Task requirements>
Go through the entries below and tally each line holding the string "diwakergupta". Return the number only.

***** Material for this exercise *****

Issue #515, opened 2024-09-12
[Feature]: Bitcoin deposit script validation is missing signer pub key check


evonide:
# (Medium) Bitcoin deposit script validation is missing signer pub key check

## 1. Description

The `block_observer.rs` iterates over new Bitcoin blocks and fetches new deposit requests in [sbtc/signer/src/block_observer.rs at 033e2cbd2def829a3e30df77bc274b325d68cdbe · stacks-network/sbtc](https://github.com/stacks-network/sbtc/blob/033e2cbd2def829a3e30df77bc274b325d68cdbe/signer/src/block_observer.rs#L82) from the Emily API.

These deposit requests contain information such as the Bitcoin `txid`. It then uses a `bitcoin_client` to fetch the expected tx from Bitcoin and validates it via `validate_tx` in [sbtc/sbtc/src/deposits.rs at 033e2cbd2def829a3e30df77bc274b325d68cdbe · stacks-network/sbtc](https://github.com/stacks-network/sbtc/blob/033e2cbd2def829a3e30df77bc274b325d68cdbe/sbtc/src/deposits.rs#L148-L203).

Note that while the code parses the passed `deposit_script` and parses it in [sbtc/sbtc/src/deposits.rs at 033e2cbd2def829a3e30df77bc274b325d68cdbe · stacks-network/sbtc](https://github.com/stacks-network/sbtc/blob/033e2cbd2def829a3e30df77bc274b325d68cdbe/sbtc/src/deposits.rs#L316) it currently just returns

        Ok(DepositScriptInputs {
            signers_public_key: XOnlyPublicKey::from_slice(public_key)
                .map_err(Error::InvalidXOnlyPublicKey)?,
            max_fee: u64::from_be_bytes(*max_fee_bytes),
            recipient: stacks_address,
        }
without actually verifying that the `signers_public_key` is matching the expected signers public key.

Currently, it might be possible to create a deposit script and to specify your own pub key making the deposit non-spendable by the Signers.

djordon:
I'm going to take this, I need some of these changes for https://github.com/stacks-network/sbtc/issues/286.

djordon:
lol, changed my mind. sorry.

djordon:
I took it back

PR #707, opened 2024-10-24
feat: validate the public key embedded in the deposit script

djordon:
## Description

Closes https://github.com/stacks-network/sbtc/issues/515.

## Changes

* Add a `can_sign` column to the `deposit_signers` table.
* Rename the `signer_public_key` column to `signers_public_key`.
* Add a `can_sign_deposit_tx` query that checks for whether the signer is in the signing set associated with the aggregate key in the deposit script.
* Do the signing set check making a decision for whether the deposit is accepted.

## Testing Information

This PR adds an integration test for the query, another for whether we correctly say that we cannot sign for the transaction if we aren't part of the signing set, and modifies a few others that implicitly do the check for when we are in the signing set.

## Checklist:


signer/src/transaction_signer.rs
```diff
@@ -639,42 +640,52 @@ where
...
             output_index: request.output_index,
             accepted: is_accepted,
+            can_sign,
         };
 
         let signer_decision = model::DepositSigner {
             txid: request.txid,
             output_index: request.output_index,
-            signer_pub_key: self.signer_pub_key(),
+            signer_pub_key: signer_public_key,
```
cylewitruk, line 686: Suggestion: Not related specifically to this line, but after reading through a number of files I'm starting to dislike `signers_public_keys` as we also have `signer_public_key` like here. I'd almost prefer that we called it `signer_set_public_key`. Verbose, but very clear... thoughts?

signer/src/transaction_signer.rs
```diff
@@ -738,6 +749,36 @@ where
...
+        // return early.
+        let Some(client) = self.blocklist_checker.as_ref() else {
+            return Ok(true);
+        };
+
+        // We turn all the input scriptPubKeys into addresses and check
+        // those with the blocklist client.
+        let bitcoin_network = bitcoin::Network::from(self.context.config().signer.network);
+        let params = bitcoin_network.params();
+        let addresses = req
```
cylewitruk, line 763: Question: This is the stuff that crashed before, right? When working towards the demo and trying to convert to an address the blocklist client would accept? Do we know if this code fixes that?

cylewitruk (commented):
Got mostly through but need to afk for a little bit, posting my comments/questions so far

signer/src/transaction_signer.rs
djordon: > This is the stuff that crashed before, right? When working towards the demo and trying to convert to an address the blocklist client would accept?

Yeah, the code would crashed here.

> Do we know if this code fixes that if so?

That bug was fixed by https://github.com/stacks-network/sbtc/pull/675. This change is just a reorganization.

signer/src/transaction_signer.rs
cylewitruk: Just this comment alone left me overly confused 😂

But yeah, naming for the different concepts which are explicit and clear is needed regardless, imo

signer/src/transaction_signer.rs
cylewitruk: Awesome, just wanted to double check👌

signer/src/transaction_signer.rs
djordon: We spoke about this yesterday. Basically, we should stick to a common name for the aggregate key in the code base. I'll open a ticket for the refactor for the name change stuff.

signer/src/storage/postgres.rs
```diff
@@ -735,6 +735,38 @@ impl super::DbRead for PgStore {
         .map_err(Error::SqlxQuery)
     }
 
+    async fn can_sign_deposit_tx(
```
cylewitruk, line 738: I'm not suggesting we change this here and now, but just wanted to note that this is an example of where I probably would have split this up into 1) getting the valid keys, 2) getting the deposit request, and 3) performing the validation in Rust.

I think that would have let you perform more of the testing as simpler unit tests.

signer/src/transaction_signer.rs
djordon: I opened https://github.com/stacks-network/sbtc/issues/729 for the name changes.

cylewitruk (approved):
Just had one comment, but otherwise I think this looks good, approving since that comment is more of a suggestion than anything.

signer/src/storage/postgres.rs
djordon: Very good point

djordon: 🙏🏽

PR #708, opened 2024-10-25
Add consensus hash to link blocks

matteojug:
## Description

Closes: https://github.com/stacks-network/sbtc/issues/559.

## Changes

Store consensus hash and anchor bitcoin block for stacks, replacing bitcoin block `confirms`. The mapping is done via `/v3/sortitions/consensus` stacks endpoint.

## Testing Information

Add a simple integration test (requires devenv) to check that we link something. I'll add better tests after fixing the broken integration tests.

## Checklist:


signer/src/block_observer.rs
```diff
@@ -267,19 +268,26 @@ where
...
 
         self.write_stacks_blocks(&stacks_blocks).await?;
         self.write_bitcoin_block(&block).await?;
 
+        // NOTE: unless we add a delay, `block` may still be unknown to the stack node,
+        // so we set the block parent consensus hash.
+        // This also applies to `get_tenure_info`: adding a ~3 sec delay in devenv
+        // returns a highest tenure.
+        self.write_bitcoin_consensus_hash(&block.header.prev_blockhash.into())
+            .await?;
```
matteojug, line 289: Do we want to add a delay (in the main loop) to give the stacks node enough time to process the bitcoin block?
Otherwise we will "lag" one bitcoin block behind, and we will probably need to change what stacks tip we fetch (as if we pass the current bitcoin tip, it will have no CH and thus we will get no stacks tip).

djordon (commented):
Awesome. Most of this looks good but I think we could simplify things with a slight change. How about we add the associated bitcoin block right there in the `stacks_blocks` table, instead of adding a `consensus_hash` column to the `bitcoin_blocks` table?

Alternatively, we could add an "bridge table" for connecting the stacks blocks to the bitcoin blocks through the consensus hash, which might be simpler. But with either approach, we don't need to really worry about adding a delay for updating our blockchain data. Thoughts?

matteojug:
> But with either approach, we don't need to really worry about adding a delay for updating our blockchain data. Thoughts?

So, I think I made some confusion about this, let me rephrase:
 - The issue I was mentioning was related to the fact that, as we process a new bitcoin block as soon as it arrives, when querying the stacks node it may still processing it:
```rust
// right after get_tenure_info in process_bitcoin_block; picking the last of those logs
dbg!(&block, &tenure_info, self.stacks_client.get_sortition_info(&block.header.prev_blockhash.into()).await);

// The new block is 0f41, with parent 62d3
[signer/src/block_observer.rs:273:9] &block = Block {
    header: Header {
        block_hash: 0f41b47d883e3f3aa4357b82126a003bcd09375a5c166423148d6bd92b54adab,
        prev_blockhash: 62d3b6bd9faf0d28e3fa3e4d969bdb48a55d5ed276a2e6b92aa33842d13455a5,
        ...
    }
}

// The "current" tenure returned has as CH 602c
[signer/src/block_observer.rs:273:9] &tenure_info = RPCGetTenureInfo {
    consensus_hash: 602cd8c97a9dbf18f5d2723ce5959494c2f39afd,
    parent_consensus_hash: c3463d1a986c59e34356faa27a8b3275cf6b3358,
    ...
}

// But that CH (602c) is actually the one of the parent (62d3) of the current block
[signer/src/block_observer.rs:273:9] self.stacks_client.get_sortition_info(&block.header.prev_blockhash.into()).await = Ok(
    SortitionInfo {
        burn_block_hash: 62d3b6bd9faf0d28e3fa3e4d969bdb48a55d5ed276a2e6b92aa33842d13455a5,
        burn_block_height: 246,
        sortition_id: 802001de2a32c526f1e20d2f99ea5e85c389ae8fe870e496d04de67bac1a7a06,
        parent_sortition_id: 5d6f5f4dfadea2f9051a3d1a7fda8cfb78684501496ba27b167bf540a491bf3f,
        consensus_hash: 602cd8c97a9dbf18f5d2723ce5959494c2f39afd,
        stacks_parent_ch: Some(
            c3463d1a986c59e34356faa27a8b3275cf6b3358,
        ),
        last_sortition_ch: Some(
            c3463d1a986c59e34356faa27a8b3275cf6b3358,
        ),
        committed_block_hash: Some(
            245d91f1f1fa5945e03615e4b37189fd320d8beadf9dd43909fd7ad435c4d0b3,
        ),
    },
)
```
 - If we add a 3s delay, `get_tenure_info` returns the tenure related to the new block (0f41)
 
While I said this was an issue, it's probably fine instead if we consider that the new block (0f41) actually confirms the stacks blocks of the previous bitcoin block (62d3) CH. I'm inclined to think this is correct because of the completely scientific evidence that looking at the stacks explorer when running the above, when we get notified by the new bitcoin block it only shows one stacks block in that bitcoin block, and then it starts adding others during the next 30s.

If the above sounds right, then there's no issue with delays: when a new bitcoin block arrives, it confirms its parent CH (and all the stacks blocks with the same CH -- that we fetch in that same iteration via `get_tenure_info`).

> How about we add the associated bitcoin block right there in the `stacks_blocks` table, instead of adding a `consensus_hash` column to the `bitcoin_blocks` table?

Assuming the child confirms its parent above, and that we want to keep using the bitcoin chain tip as anchor when fetching things, this may get tricky if we have bitcoin forks -- eg, if we add a "confirmed_by_bitcoin_block" column in the stacks blocks table, then both forks may write on that. While if we keep the data on the bitcoin blocks table (eg, via a "confirm_CH" replacing the current "consensus_hash" in this PR) then such forks would not race to write.

> Alternatively, we could add an "bridge table" for connecting the stacks blocks to the bitcoin blocks through the consensus hash, which might be simpler.

Yeah this may be the best way to avoid cluttering the bitcoin block table with _not so related_ info, at the cost of one extra join for some queries. But I would still keep the CH on the stacks block side in the stacks blocks table, as it does belong to the stacks block itself; unless we want to keep a stacks block representation slim for some reason.
Therefore, I would go with a new table storing the bitcoin block hash and "confirmed" CH (ie, the one of its parent).
WDYT?

djordon:
Ahhh thanks for the detailed post, I think I see what your saying. I have a detailed response below, but the summary is that I don't think we need to worry about forks if we write the anchor bitcoin block that each stacks block is building on. And in my suggestions above, I was thinking that we transition to an anchored by approach. Why didn't you read my mind?

Here are the more detailed responses.

> Assuming the child confirms its parent above, and that we want to keep using the bitcoin chain tip as anchor when fetching things, this may get tricky if we have bitcoin forks -- eg, if we add a "confirmed_by_bitcoin_block" column in the stacks blocks table, then both forks may write on that.

Ahh, I wasn't thinking that we go with the "confirmed-by" approach, but with the "anchored-by" approach. In the "anchored-by" approach we note which bitcoin block the stacks block is building on. This approach means we never update anything in our tables when anything forks and it aligns with how stacks describes things. 

> But I would still keep the CH on the stacks block side in the stacks blocks table, as it does belong to the stacks block itself; unless we want to keep a stacks block representation slim for some reason.

Yeah, in either approach I would include the consensus hash in the `stacks_blocks` table.

> Therefore, I would go with a new table storing the bitcoin block hash and "confirmed" CH (ie, the one of its parent).
WDYT?

Even with the bridge table, I think we should go with an "anchored-by" approach.

diwakergupta:
> I second an intermediate table. It's really the only way to guarantee that we can handle forks from both ends, i.e. many-to-many (think worst-case, Bitcoin and Stacks forking simultaneously).

Just to be clear, post Nakamoto, Stacks will not fork independent of Bitcoin. In case it helps simplify some assumptions you're making.

cylewitruk:
> > I second an intermediate table. It's really the only way to guarantee that we can handle forks from both ends, i.e. many-to-many (think worst-case, Bitcoin and Stacks forking simultaneously).
> 
> Just to be clear, post Nakamoto, Stacks will not fork independent of Bitcoin. In case it helps simplify some assumptions you're making.

@diwakergupta hm, but the docs mention that 70% of voting power can approve a fork, or I learned yesterday that the last block in a tenure can fork (but this was possibly old info)?

signer/src/stacks/api.rs
```diff
@@ -663,6 +670,44 @@ impl StacksClient {
...
+            .map_err(Error::StacksNodeResponse)?
+            .json::<Vec<SortitionInfo>>()
+            .await
+            .map_err(Error::UnexpectedStacksResponse)
+            .and_then(|result| {
+                result
+                    .into_iter()
+                    .next()
+                    .ok_or(Error::InvalidStacksResponse("missing sortition info"))
+            })
```
djordon, line 708: Ahhh, so the stacks-core response is a list with one element in our case. If we asked for the "latest-and-last" then we will receive a list with two elements. Well, at least that's the behavior [on main](https://github.com/stacks-network/stacks-core/blob/40059a57cd27e740c5e9d91a833fb2c975b0bf0b/stackslib/src/net/api/getsortition.rs#L333-L369). I'd add a comment with a link to the source somewhere around here stating that the vector should have exactly one element since we supply the consensus hash.

djordon (commented):
Looks good! Curious, what else is needed here?

matteojug:
> Curious, what else is needed here?

I have two failing tests, fixing them and then it should be ready for review.

signer/src/transaction_signer.rs
```diff
@@ -903,7 +903,7 @@ mod tests {
 
         testing::transaction_signer::TestEnvironment {
             context,
-            context_window: 3,
+            context_window: 6,
```
matteojug, line 906: This is a magic number: higher we may fail the `num_expected_decisions` checks in `assert_should_store_decisions_received_from_other_signers` (because of context larger than chain length, so we expect more decision that we can get), lower we may get no withdrawal requests in the intersection between the stacks canonical chain and the context window.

*****

Solution for this task>
2